Assessing and Predicting Commercial Supersonic Route Feasibility Under Engineering, Regulatory, and Economic Constraints

Commercial supersonic passenger transport has been absent from global aviation for more than two decades, largely due to regulatory, geographic, and economic constraints. While renewed interest in supersonic travel has emerged with advances in aircraft design, there remains a lack of scalable methods for assessing where such operations could be viable. This study evaluates supersonic feasibility at the route level using a data-driven framework that integrates engineering, regulation, and economics.
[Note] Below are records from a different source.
PR #10104, opened 2024-08-28
UCP: Enable ppln protos with cuda buffers by default

brminich:
## What
Enable using cuda staging buffers for pipeline protocols by default.

## Why ?
Using ppln protocols with cuda staging buffers provides better performance for the following cases:
- sending data from cuda-managed memory to cuda memory
- sending data between different nodes where MNNVLK is available
- etc

## How ?
Rename `RNDV_FRAG_MEM_TYPE` to `RNDV_FRAG_MEM_TYPES` and allow to specify a list of memory types. Then initialize RNDV_RECEIVE protocol variants (rtr_mtype and get_mtype) with these memory types. RNDV_SEND protocol has to use the mem type which corresponds to the rkey from received RTR, because:
- We use different fragment sizes for different mem_types, so rtr_mtype and put_mtype sizes will be different which breaks the protocol
- Currently there is no strong use-case to support ppln protocols with different mem_type fragments being used by peers

### DIFF
--- a/src/ucp/am/eager_multi.c
+++ b/src/ucp/am/eager_multi.c
@@ -37,6 +37,7 @@ ucp_am_eager_multi_bcopy_proto_probe(const ucp_proto_init_params_t *init_params)
                                UCP_PROTO_COMMON_INIT_FLAG_ERR_HANDLING |
                                UCP_PROTO_COMMON_INIT_FLAG_RESUME,
         .super.exclude_map   = 0,
+        .super.reg_mem_type  = UCS_MEMORY_TYPE_UNKNOWN,
         .max_lanes           = context->config.ext.max_eager_lanes,
         .initial_reg_md_map  = 0,
         .first.lane_type     = UCP_LANE_TYPE_AM,
@@ -197,6 +198,7 @@ ucp_am_eager_multi_zcopy_proto_probe(const ucp_proto_init_params_t *init_params)
                                UCP_PROTO_COMMON_INIT_FLAG_CAP_SEG_SIZE |
                                UCP_PROTO_COMMON_INIT_FLAG_ERR_HANDLING,
         .super.exclude_map   = 0,
+        .super.reg_mem_type  = init_params->select_param->mem_type,
         .max_lanes           = context->config.ext.max_eager_lanes,
         .initial_reg_md_map  = 0,
         .opt_align_offs      = UCP_PROTO_COMMON_OFFSET_INVALID,
--- a/src/ucp/proto/proto_common.c
+++ b/src/ucp/proto/proto_common.c
@@ -433,8 +433,9 @@ ucp_lane_index_t
 ucp_proto_common_find_lanes(const ucp_proto_init_params_t *params,
                             uct_ep_operation_t memtype_op, unsigned flags,
                             ptrdiff_t max_iov_offs, size_t min_iov,
-                            ucp_lane_type_t lane_type, uint64_t tl_cap_flags,
-                            ucp_lane_index_t max_lanes,
+                            ucp_lane_type_t lane_type,
+                            ucs_memory_type_t reg_mem_type,
+                            uint64_t tl_cap_flags, ucp_lane_index_t max_lanes,
                             ucp_lane_map_t exclude_map, ucp_lane_index_t *lanes)
 {
     UCS_STRING_BUFFER_ONSTACK(sel_param_strb, UCP_PROTO_SELECT_PARAM_STR_MAX);
@@ -457,7 +458,7 @@ ucp_proto_common_find_lanes(const ucp_proto_init_params_t *params,
     }
 
     ucp_proto_select_info_str(params->worker, params->rkey_cfg_index,
-                              params->select_param, ucp_operation_names,
+                              select_param, ucp_operation_names,
                               &sel_param_strb);
 
     num_lanes = 0;
@@ -518,25 +519,29 @@ ucp_proto_common_find_lanes(const ucp_proto_init_params_t *params,
         }
 
         /* Check memory registration capabilities for zero-copy case */
-        if (flags & UCP_PROTO_COMMON_INIT_FLAG_SEND_ZCOPY) {
+        if (reg_mem_type != UCS_MEMORY_TYPE_UNKNOWN) {
+            ucs_assertv((reg_mem_type == select_param->mem_type) ||
+                        !(flags & UCP_PROTO_COMMON_INIT_FLAG_SEND_ZCOPY),
+                        "flags=0x%x reg_mem_type=%s select_param->mem_type=%s",
+                        flags, ucs_memory_type_names[reg_mem_type],
+                        ucs_memory_type_names[select_param->mem_type]);
+
             if (md_attr->flags & UCT_MD_FLAG_NEED_MEMH) {
                 /* Memory domain must support registration on the relevant
                  * memory type */
-                if (!(context->reg_md_map[select_param->mem_type] &
-                      UCS_BIT(md_index))) {
+                if (!(context->reg_md_map[reg_mem_type] & UCS_BIT(md_index))) {
                     ucs_trace("%s: md %s cannot register %s memory", lane_desc,
                               context->tl_mds[md_index].rsc.md_name,
-                              ucs_memory_type_names[select_param->mem_type]);
+                              ucs_memory_type_names[reg_mem_type]);
                     continue;
                 }
-            } else if (!(md_attr->access_mem_types &
-                         UCS_BIT(select_param->mem_type))) {
+            } else if (!(md_attr->access_mem_types & UCS_BIT(reg_mem_type))) {
                 /*
                  * Memory domain which does not require a registration for zero
                  * copy operation must be able to access the relevant memory type
                  */
                 ucs_trace("%s: no access to mem type %s", lane_desc,
-                          ucs_memory_type_names[select_param->mem_type]);
+                          ucs_memory_type_names[reg_mem_type]);
                 continue;
             }
         }
@@ -629,11 +634,11 @@ ucp_lane_index_t ucp_proto_common_find_lanes_with_min_frag(
     const uct_iface_attr_t *iface_attr;
     size_t tl_min_frag, tl_max_frag;
 
-    num_lanes = ucp_proto_common_find_lanes(&params->super, params->memtype_op,
-                                            params->flags, params->max_iov_offs,
-                                            params->min_iov, lane_type,
-                                            tl_cap_flags, max_lanes,
-                                            exclude_map, lanes);
+    num_lanes = ucp_proto_common_find_lanes(
+                   &params->super, params->memtype_op, params->flags,
+                   params->max_iov_offs, params->min_iov, lane_type,
+                   params->reg_mem_type, tl_cap_flags, max_lanes, exclude_map,
+                   lanes);
 
     num_valid_lanes = 0;
     for (lane_index = 0; lane_index < num_lanes; ++lane_index) {
--- a/src/ucp/proto/proto_common.h
+++ b/src/ucp/proto/proto_common.h
@@ -61,6 +61,7 @@ typedef enum {
 
     /* Supports starting the request when its datatype iterator offset is > 0 */
     UCP_PROTO_COMMON_INIT_FLAG_RESUME        = UCS_BIT(10),
+    UCP_PROTO_COMMON_KEEP_MD_MAP             = UCS_BIT(11)
 } ucp_proto_common_init_flags_t;
 
 
@@ -120,6 +121,13 @@ typedef struct {
 
     /* Map of unsuitable lanes */
     ucp_lane_map_t          exclude_map;
+
+    /* Memory type of the buffer used for data transfer on the transport level.
+     * If UCP_PROTO_COMMON_INIT_FLAG_SEND_ZCOPY flag is set, it is expected to
+     * be the user buffer memory type. Alternatively, it refers to the type of
+     * memory used for bounce buffers (either in the UCP or UCT layer) where
+     * data needs to be copied as part of the protocol. */
+    ucs_memory_type_t       reg_mem_type;
 } ucp_proto_common_init_params_t;
 
 
@@ -259,8 +267,9 @@ ucp_lane_index_t
 ucp_proto_common_find_lanes(const ucp_proto_init_params_t *params,
                             uct_ep_operation_t memtype_op, unsigned flags,
                             ptrdiff_t max_iov_offs, size_t min_iov,
-                            ucp_lane_type_t lane_type, uint64_t tl_cap_flags,
-                            ucp_lane_index_t max_lanes,
+                            ucp_lane_type_t lane_type,
+                            ucs_memory_type_t reg_mem_type,
+                            uint64_t tl_cap_flags, ucp_lane_index_t max_lanes,
                             ucp_lane_map_t exclude_map,
                             ucp_lane_index_t *lanes);
 
--- a/src/ucp/proto/proto_init.c
+++ b/src/ucp/proto/proto_init.c
@@ -376,6 +376,7 @@ ucp_proto_init_add_buffer_perf(const ucp_proto_common_init_params_t *params,
                                ucp_md_map_t reg_md_map, ucp_proto_perf_t *perf)
 {
     const ucp_proto_select_param_t *select_param = params->super.select_param;
+    ucs_memory_type_t buffer_mem_type;
     ucs_memory_type_t recv_mem_type;
     uint32_t op_attr_mask;
     ucs_status_t status;
@@ -390,8 +391,17 @@ ucp_proto_init_add_buffer_perf(const ucp_proto_common_init_params_t *params,
         }
     } else if (!(params->flags & UCP_PROTO_COMMON_INIT_FLAG_RKEY_PTR)) {
         ucs_assert(reg_md_map == 0);
+
+        /* TODO: This mem_type initialization is specific to put and get mtype
+         * protocols. Consider moving it to the corresponding probe functions.
+         */
+        if (params->reg_mem_type != UCS_MEMORY_TYPE_UNKNOWN) {
+            buffer_mem_type = params->reg_mem_type;
+        } else {
+            buffer_mem_type = UCS_MEMORY_TYPE_HOST;
+        }
         status = ucp_proto_init_add_buffer_copy_time(
-                params->super.worker, "local copy", UCS_MEMORY_TYPE_HOST,
+                params->super.worker, "local copy", buffer_mem_type,
                 select_param->mem_type, params->memtype_op, range_start,
                 range_end, 1, perf);
         if (status != UCS_OK) {
@@ -423,11 +433,8 @@ ucp_proto_init_add_buffer_perf(const ucp_proto_common_init_params_t *params,
             params->super.worker, "remote copy", UCS_MEMORY_TYPE_HOST,
             recv_mem_type, UCT_EP_OP_PUT_SHORT, range_start, range_end, 0,
             perf);
-    if (status != UCS_OK) {
-        return status;
-    }
 
-    return UCS_OK;
+    return status;
 }
 
 static int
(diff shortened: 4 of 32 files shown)


src/ucp/rndv/rndv_mtype.inl
```diff
@@ -169,18 +169,24 @@ static UCS_F_ALWAYS_INLINE ucs_status_t ucp_proto_rndv_mtype_copy(
...
-    ucp_ep_h mtype_ep          = ucp_proto_rndv_mtype_ep(params->worker,
-                                                         mem_type);
+    ucp_ep_h mtype_ep;
     ucp_lane_index_t lane;
     ucp_rsc_index_t rsc_index;
     const char *tl_name;
 
+    /* Make coverity happy */
+    ucs_assertv(frag_mem_type < UCS_MEMORY_TYPE_UNKNOWN, "frag_mem_type = %u",
+                frag_mem_type);
```
yosefe, line 186: 1. maybe move this inside ucp_proto_rndv_mtype_ep ?
2. remove space before and after =

src/ucp/rndv/rndv_put.c
```diff
@@ -345,8 +347,9 @@ ucp_proto_rndv_put_common_probe(const ucp_proto_init_params_t *init_params,
     if (send_atp) {
         ucs_assert(rpriv.atp_map != 0);
     }
-    rpriv.atp_num_lanes = ucs_popcount(rpriv.atp_map);
-    rpriv.stat_counter  = stat_counter;
+    rpriv.atp_num_lanes      = ucs_popcount(rpriv.atp_map);
+    rpriv.stat_counter       = stat_counter;
+    rpriv.bulk.frag_mem_type = frag_mem_type;
```
yosefe, line 352: i'd expect ucp_proto_rndv_bulk_init to set "bulk.frag_mem_type" field

src/ucp/rndv/rndv_put.c
```diff
@@ -514,6 +519,7 @@ ucp_proto_rndv_put_mtype_copy_progress(uct_pending_req_t *uct_req)
     req->flags |= UCP_REQUEST_FLAG_PROTO_INITIALIZED;
     ucp_proto_rndv_mtype_copy(req, req->send.rndv.mdesc->ptr,
                               ucp_proto_rndv_mtype_get_req_memh(req),
+                              req->send.rndv.mdesc->memh->mem_type,
```
yosefe, line 522: maybe reuse the mem_type from line 512 by caching it in a local var?

src/ucp/rndv/rndv_put.c
```diff
@@ -563,8 +569,20 @@ ucp_proto_rndv_put_mtype_probe(const ucp_proto_init_params_t *init_params)
...
 
-    status = ucp_proto_rndv_mtype_init(init_params, &mdesc_md_map, &frag_size);
+    if (init_params->rkey_config_key == NULL) {
+        frag_mem_type = UCS_MEMORY_TYPE_HOST;
+    } else {
+        /* Can initialize only the same fragment type as received in RTR
+         * because pipeline protocols assume that both peers use the same
+         * fragment sizes (and they are different for different memory types by
+         * default). */
+        frag_mem_type = init_params->rkey_config_key->mem_type;
```
yosefe, line 581: what happens if the memory type received in the RTR is not of a fragment, but belongs to a user buffer?

src/ucp/rndv/rndv_rkey_ptr.c
```diff
@@ -240,8 +242,9 @@ ucp_proto_rndv_rkey_ptr_mtype_probe(const ucp_proto_init_params_t *init_params)
         return;
     }
 
-    status = ucp_proto_rndv_mtype_init(init_params, &mdesc_md_map,
-                                       &params.super.max_length);
+    /* 2-stage ppln protocols work with host staging buffers only */
+    status = ucp_proto_rndv_mtype_init(init_params, UCS_MEMORY_TYPE_HOST,
```
yosefe, line 246: matbe we should check the supported memory types of rkey_ptr lane?

src/ucp/am/eager_multi.c
```diff
@@ -37,6 +37,7 @@ ucp_am_eager_multi_bcopy_proto_probe(const ucp_proto_init_params_t *init_params)
                                UCP_PROTO_COMMON_INIT_FLAG_ERR_HANDLING |
                                UCP_PROTO_COMMON_INIT_FLAG_RESUME,
         .super.exclude_map   = 0,
+        .super.reg_mem_type  = UCS_MEMORY_TYPE_UNKNOWN,
```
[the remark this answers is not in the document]
brminich: what is the meaning of having a bitmap here? we are not supposed to use different memory type fragments in one variant of protocol

src/ucp/core/ucp_mm.c
```diff
@@ -1700,27 +1700,28 @@ ucs_status_t
...
                                   alloc_mem_type, "get_alloc_md_id",
                                   &mem);
-        if (status != UCS_OK) {
-            return status;
+        if (status == UCS_OK) {
+            context->alloc_md[alloc_mem_type].md_index =
+                              ucp_mem_get_md_index(context, mem.md, mem.method);
+            uct_mem_free(&mem);
+        } else {
+            context->alloc_md[alloc_mem_type].md_index = UCP_NULL_RESOURCE;
```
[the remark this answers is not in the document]
brminich: seems to be safer to set it explicitly here. Remove?

src/ucp/proto/proto_common.c
```diff
@@ -494,25 +495,23 @@ ucp_proto_common_find_lanes(const ucp_proto_init_params_t *params,
         }
 
         /* Check memory registration capabilities for zero-copy case */
-        if (flags & UCP_PROTO_COMMON_INIT_FLAG_SEND_ZCOPY) {
+        if (reg_mem_type != UCS_MEMORY_TYPE_UNKNOWN) {
```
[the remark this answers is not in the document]
brminich: ok

src/ucp/proto/proto_init.c
```diff
@@ -494,10 +495,18 @@ ucp_proto_common_init_send_perf(const ucp_proto_common_init_params_t *params,
         send_overhead = UCS_LINEAR_FUNC_ZERO;
     } else {
         ucs_assert(reg_md_map == 0);
+
+        if ((params->flags & UCP_PROTO_COMMON_INIT_FLAG_REMOTE_ACCESS) &&
+            (params->reg_mem_type != UCS_MEMORY_TYPE_UNKNOWN)) {
+            remote_mem_type = params->reg_mem_type;
+        } else {
+            remote_mem_type = UCS_MEMORY_TYPE_HOST;
+        }
```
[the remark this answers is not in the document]
brminich: can you pls elaborate? Are you suggesting to add one more param to `ucp_proto_common_init_params_t`?
Imo, it looks ok - if no send_zcopy, but reg_mem_type is still set this means we have to do copy to this mem and use it for net transfer

src/ucp/rndv/proto_rndv.h
```diff
@@ -68,6 +68,7 @@ typedef struct {
  */
 typedef struct {
     ucp_proto_rndv_ack_priv_t super;
+    ucs_memory_type_t         frag_mem_type;
```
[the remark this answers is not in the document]
brminich: ok

src/ucp/rndv/rndv.c
```diff
@@ -21,6 +21,27 @@
 #include <ucs/datastruct/queue.h>
 
 
+static UCS_F_ALWAYS_INLINE int
+ucp_rndv_frag_memtype(ucp_context_t *context)
```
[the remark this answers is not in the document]
brminich: ok

src/ucp/rndv/rndv_get.c
```diff
@@ -125,7 +128,7 @@ ucp_proto_rndv_get_zcopy_probe(const ucp_proto_init_params_t *init_params)
             UCT_EP_OP_LAST,
             UCP_PROTO_COMMON_INIT_FLAG_SEND_ZCOPY |
             UCP_PROTO_COMMON_INIT_FLAG_ERR_HANDLING,
-            0, 0);
+            0, 0, init_params->select_param->mem_type);
```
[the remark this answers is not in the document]
brminich: it's a new `reg_mem_type` which is equal to `select_params->mem_type` for `send_zopy`. I can rename it

src/ucp/rndv/rndv_rkey_ptr.c
brminich: why? we can update the code if/when new 2-stage ppln scheme is implemented

src/ucp/rndv/rndv_put.c
brminich: the code would still be correct. If it is cuda memory, cuda fragment will be selected (which is perf efficient). Otherwise, host chunk will be used (also beneficial on receiver)

src/ucp/rndv/rndv_put.c
brminich: ok

src/ucp/rndv/rndv_mtype.inl
```diff
@@ -82,6 +79,7 @@ static ucp_ep_h ucp_proto_rndv_req_mtype_ep(ucp_request_t *req)
     ucp_ep_h mem_type_ep;
 
     mem_type_ep = ucp_proto_rndv_mtype_ep(req->send.ep->worker,
+                                          req->send.rndv.mdesc->memh->mem_type,
```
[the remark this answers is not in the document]
yosefe: ok

src/ucp/rndv/rndv_rkey_ptr.c
yosefe: ok

src/ucp/core/ucp_mm.c
```diff
@@ -1696,31 +1696,66 @@ void ucp_mem_rcache_cleanup(ucp_context_h context)
...
 {
-    ucs_status_t status;
+    ucs_status_t status = UCS_OK;
     uct_allocated_memory_t mem;
 
     if (!context->alloc_md[alloc_mem_type].initialized) {
+        context->alloc_md[alloc_mem_type].initialized = 1;
+
+        if ((alloc_mem_type != UCS_MEMORY_TYPE_HOST) &&
+            !ucp_mm_alloc_memtype_device_ready(context, alloc_mem_type)) {
```
brminich, line 1736: use HIDE_ERRORS for alloc instead

src/ucp/core/ucp_mm.c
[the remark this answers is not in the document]
brminich: add assert instead

src/ucp/proto/proto_init.c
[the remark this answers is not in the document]
brminich: rename to frag_mem_type

src/ucp/rndv/rndv_get.c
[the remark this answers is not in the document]
brminich: rename to send_mem_type

src/ucp/rndv/rndv_get.c
```diff
@@ -275,6 +278,7 @@ ucp_proto_rndv_get_mtype_fetch_completion(uct_completion_t *uct_comp)
 
     ucp_proto_rndv_mtype_copy(req, req->send.rndv.mdesc->ptr,
                               ucp_proto_rndv_mtype_get_req_memh(req),
+                              req->send.rndv.mdesc->memh->mem_type,
```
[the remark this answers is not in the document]
brminich: try to refactor

src/ucp/rndv/rndv_put.c
```diff
@@ -564,8 +571,20 @@ ucp_proto_rndv_put_mtype_probe(const ucp_proto_init_params_t *init_params)
     ucp_md_map_t mdesc_md_map;
     ucs_status_t status;
     size_t frag_size;
+    ucs_memory_type_t frag_mem_type;
+
+    if (init_params->rkey_config_key == NULL) {
+        frag_mem_type = UCS_MEMORY_TYPE_HOST;
```
brminich, line 577: return immediately here as not supported

src/ucp/am/eager_multi.c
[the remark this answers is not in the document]
brminich: renamed to send_mem_type, but dif not convert to bitmap. To use bitmap we will always have to take 1st bit with ffs and assert that only one bit left, which looks uglier imo

src/ucp/am/eager_multi.c
```diff
@@ -37,7 +37,7 @@ ucp_am_eager_multi_bcopy_proto_probe(const ucp_proto_init_params_t *init_params)
                                UCP_PROTO_COMMON_INIT_FLAG_ERR_HANDLING |
                                UCP_PROTO_COMMON_INIT_FLAG_RESUME,
         .super.exclude_map   = 0,
-        .super.reg_mem_type  = UCS_MEMORY_TYPE_UNKNOWN,
+        .super.send_mem_type = UCS_MEMORY_TYPE_UNKNOWN,
```
yosefe, line 40: IMO for bcopy protocols, super.send_mem_type should be always host memory. which is ok because if SEND_ZCOPY is not set, we should not check for registration capability anyway. and it will be consistent with memory copy performance estimation.

src/ucp/core/ucp_mm.c
```diff
@@ -1700,28 +1700,27 @@ ucs_status_t
...
                                   alloc_mem_type, "get_alloc_md_id",
                                   &mem);
-        if (status == UCS_OK) {
-            context->alloc_md[alloc_mem_type].md_index =
-                              ucp_mem_get_md_index(context, mem.md, mem.method);
-            uct_mem_free(&mem);
-        } else {
-            context->alloc_md[alloc_mem_type].md_index = UCP_NULL_RESOURCE;
+        if (status != UCS_OK) {
+            return status;
```
yosefe, line 1713: why should we fail here? shouldn't we keep it as NULL_RESOURCE?

src/ucp/proto/proto_common.c
```diff
@@ -519,23 +519,29 @@ ucp_proto_common_find_lanes(const ucp_proto_init_params_t *params,
         }
 
         /* Check memory registration capabilities for zero-copy case */
-        if (reg_mem_type != UCS_MEMORY_TYPE_UNKNOWN) {
+        if (send_mem_type != UCS_MEMORY_TYPE_UNKNOWN) {
```
yosefe, line 522: check also for SEND_ZCOPY here, for consistency, since the name of the field is not reg_mem_type anymore. and remove the next assert in line 523

src/ucp/proto/proto_common.h
```diff
@@ -122,8 +122,12 @@ typedef struct {
     /* Map of unsuitable lanes */
     ucp_lane_map_t          exclude_map;
 
-    /* Memory type that the transport should be capable of registering. */
-    ucs_memory_type_t       reg_mem_type;
+    /* Memory type that the transport should be capable of registering.
+     * In case of zcopy protocols (e.g. rndv/put/zcopy, am/egr/single/zcopy,
+     * etc) it should be the same type as user buffer, which is specified
+     * in select_param->mem_type. For mtype protocols (rndv/put/mtype and
+     * rndv/get/mtype) it represents fragment memory type. */
```
yosefe, line 129: Memory type of the buffer used data transfer on the transport level. If SEND_ZCOPY is set, it is expected to be the user buffer memory type. Alternatively, it refers to the type of memory used for bounce buffers (either in the UCP or UCT layer) where data needs to be copied as part of the protocol.

src/ucp/proto/proto_init.c
```diff
@@ -451,8 +390,16 @@ ucp_proto_common_init_xfer_perf(const ucp_proto_common_init_params_t *params,
         }
     } else if (!(params->flags & UCP_PROTO_COMMON_INIT_FLAG_RKEY_PTR)) {
         ucs_assert(reg_md_map == 0);
+
+        if ((params->flags & UCP_PROTO_COMMON_INIT_FLAG_REMOTE_ACCESS) &&
+            (params->send_mem_type != UCS_MEMORY_TYPE_UNKNOWN)) {
+            remote_mem_type = params->send_mem_type;
+        } else {
+            remote_mem_type = UCS_MEMORY_TYPE_HOST;
```
yosefe, line 398: can we always use  params->send_mem_type without extra conditions? and initialize the protocol parameters accordingly?

src/ucp/proto/proto_init.c
```diff
@@ -371,73 +371,12 @@ ucp_proto_init_add_buffer_copy_time(ucp_worker_h worker, const char *title,
...
-                                const ucp_proto_common_tl_perf_t *tl_perf,
-                                ucp_proto_perf_node_t *const tl_perf_node,
-                                ucp_proto_perf_range_t *xfer_perf)
+ucp_proto_init_add_buffer_perf(const ucp_proto_common_init_params_t *params,
+                               size_t range_start, size_t range_end,
+                               ucp_md_map_t reg_md_map, ucp_proto_perf_t *perf)
 {
     const ucp_proto_select_param_t *select_param = params->super.select_param;
-    ucs_memory_type_t recv_mem_type;
+    ucs_memory_type_t remote_mem_type;
```
yosefe, line 379: pls rename to frag_mem_type or buffer_mem_type

src/ucp/proto/proto_init.c
```diff
@@ -451,8 +390,16 @@ ucp_proto_common_init_xfer_perf(const ucp_proto_common_init_params_t *params,
         }
     } else if (!(params->flags & UCP_PROTO_COMMON_INIT_FLAG_RKEY_PTR)) {
         ucs_assert(reg_md_map == 0);
+
+        if ((params->flags & UCP_PROTO_COMMON_INIT_FLAG_REMOTE_ACCESS) &&
+            (params->send_mem_type != UCS_MEMORY_TYPE_UNKNOWN)) {
+            remote_mem_type = params->send_mem_type;
```
yosefe, line 396: pls don't reuse "remote_mem_type" variable here - it has different meaning. pls use new variable "buffer_mem_type"

src/ucp/rndv/proto_rndv.h
```diff
@@ -68,6 +68,9 @@ typedef struct {
  */
 typedef struct {
     ucp_proto_rndv_ack_priv_t super;
+
+    /* Memory type of fragment buffers which are used by get/mtype and put/mtype
+     * protocols */
```
yosefe, line 73: maybe need another priv struct for get/mtype and put/mtype, since zcopy protocols do not need it?

src/ucp/proto/proto_common.c
brminich: it broke the original fix. The idea was to check for registration ability even if SEND_ZCOPY is not set (to work with mtype protocols). Revert?

src/ucp/rndv/proto_rndv.h
brminich: imo, code will look uglier. Need to remove `ucp_proto_select_add_proto` from `ucp_proto_rndv_get_common_probe` and `ucp_proto_rndv_put_common_probe` which increases code duplication. Or pass more parameters, like `priv`, `priv_size` and `priv_offset_to_bulk` to these `common_probe` routines

src/ucp/rndv/rndv_mtype.inl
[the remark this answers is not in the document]
brminich: what do you mean? There is no such var defined in this func

src/ucp/proto/proto_init.c
```diff
@@ -416,18 +427,15 @@ ucp_proto_init_add_buffer_perf(const ucp_proto_common_init_params_t *params,
 
     /* Receiver has to copy data.
      * Assume same memory type as sender if no rkey */
-    recv_mem_type = (params->super.rkey_config_key == NULL) ?
+    buffer_mem_type = (params->super.rkey_config_key == NULL) ?
```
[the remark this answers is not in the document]
brminich: imo, using one var looks simpler, but up to you - i'll declare the 2d

brminich:
@yosefe, ok to squash?

src/ucp/rndv/rndv_mtype.inl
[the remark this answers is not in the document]
yosefe: right, it was another func

yosefe (approved):

yosefe (approved):

yosefe (approved):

A global dataset comprising 435 city-pair routes was constructed using aircraft performance estimates, great-circle routing, over-water routing fractions, and demand indicators derived from population and gross domestic product data. Routes were labeled as feasible or unfeasible based on domain-informed criteria, and supervised machine-learning models were trained to learn a continuous feasibility score between 0 and 1. A Decision Tree classifier was used to extract interpretable feasibility rules, while an Extreme Gradient Boosting (XGBoost) classifier provided predictive performance. Model behavior was analyzed using SHapley Additive exPlanations (SHAP). The results show that over-water routing fraction is the dominant determinant of feasibility, followed by time savings and great-circle distance, with demand contributing in marginal cases. The framework produces a ranked set of candidate routes as well as a predictive engine for future routes.